* **Your objective**
Below are the lines to check; count those holding the string "grab" and give only the number.

[[ Data excerpts, beginning ]]

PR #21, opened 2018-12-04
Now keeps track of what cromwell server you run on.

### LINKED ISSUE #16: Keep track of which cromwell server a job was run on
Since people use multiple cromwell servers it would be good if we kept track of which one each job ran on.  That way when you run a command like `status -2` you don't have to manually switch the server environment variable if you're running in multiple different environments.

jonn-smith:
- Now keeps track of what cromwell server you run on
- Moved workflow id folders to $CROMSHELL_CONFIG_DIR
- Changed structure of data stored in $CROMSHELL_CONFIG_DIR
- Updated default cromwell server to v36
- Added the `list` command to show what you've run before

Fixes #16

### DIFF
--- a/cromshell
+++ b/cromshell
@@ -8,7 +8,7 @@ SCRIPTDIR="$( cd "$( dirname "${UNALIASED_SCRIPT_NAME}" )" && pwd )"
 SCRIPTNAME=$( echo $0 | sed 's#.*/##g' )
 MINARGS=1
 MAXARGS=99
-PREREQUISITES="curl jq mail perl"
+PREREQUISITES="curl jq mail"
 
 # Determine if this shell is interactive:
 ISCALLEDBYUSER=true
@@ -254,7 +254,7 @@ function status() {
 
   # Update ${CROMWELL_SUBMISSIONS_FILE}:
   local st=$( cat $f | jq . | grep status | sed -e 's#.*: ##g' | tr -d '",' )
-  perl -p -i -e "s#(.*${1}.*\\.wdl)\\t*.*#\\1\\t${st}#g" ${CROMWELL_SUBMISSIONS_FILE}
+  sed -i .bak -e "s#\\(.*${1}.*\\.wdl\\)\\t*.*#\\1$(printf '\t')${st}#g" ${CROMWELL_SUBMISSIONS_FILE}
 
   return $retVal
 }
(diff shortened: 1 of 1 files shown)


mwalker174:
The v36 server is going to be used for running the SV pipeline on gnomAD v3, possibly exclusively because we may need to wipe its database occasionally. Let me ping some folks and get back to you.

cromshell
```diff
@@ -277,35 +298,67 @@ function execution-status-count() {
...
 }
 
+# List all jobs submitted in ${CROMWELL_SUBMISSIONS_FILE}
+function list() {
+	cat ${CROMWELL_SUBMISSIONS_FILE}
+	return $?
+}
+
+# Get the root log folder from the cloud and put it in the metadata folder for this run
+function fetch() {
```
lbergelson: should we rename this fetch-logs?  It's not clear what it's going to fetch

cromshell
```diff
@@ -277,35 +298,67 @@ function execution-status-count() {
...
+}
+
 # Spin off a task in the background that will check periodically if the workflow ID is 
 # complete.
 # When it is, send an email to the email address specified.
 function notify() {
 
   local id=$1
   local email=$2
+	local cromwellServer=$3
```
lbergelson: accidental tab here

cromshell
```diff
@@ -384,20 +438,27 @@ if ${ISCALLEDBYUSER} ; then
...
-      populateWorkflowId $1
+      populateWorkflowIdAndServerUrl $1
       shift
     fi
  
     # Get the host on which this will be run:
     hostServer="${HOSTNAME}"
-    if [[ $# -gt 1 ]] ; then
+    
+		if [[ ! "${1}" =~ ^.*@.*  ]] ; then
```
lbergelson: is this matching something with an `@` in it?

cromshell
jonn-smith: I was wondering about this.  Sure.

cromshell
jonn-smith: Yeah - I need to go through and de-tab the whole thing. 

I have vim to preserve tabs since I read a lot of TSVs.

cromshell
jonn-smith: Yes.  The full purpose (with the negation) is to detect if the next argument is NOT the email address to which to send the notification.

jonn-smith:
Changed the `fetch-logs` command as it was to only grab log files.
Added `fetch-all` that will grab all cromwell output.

[[ Data excerpts, end ]]
[[ Data excerpts, beginning ]]

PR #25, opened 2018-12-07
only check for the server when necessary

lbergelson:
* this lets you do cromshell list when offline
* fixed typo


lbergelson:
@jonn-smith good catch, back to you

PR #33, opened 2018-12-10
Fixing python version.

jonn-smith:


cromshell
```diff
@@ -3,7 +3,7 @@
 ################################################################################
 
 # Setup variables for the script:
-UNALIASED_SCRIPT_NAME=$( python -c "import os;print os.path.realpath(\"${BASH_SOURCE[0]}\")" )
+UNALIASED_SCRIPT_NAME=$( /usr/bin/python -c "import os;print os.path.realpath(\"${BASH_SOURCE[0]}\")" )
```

[[ Data excerpts, end ]]

* **Your solution**
2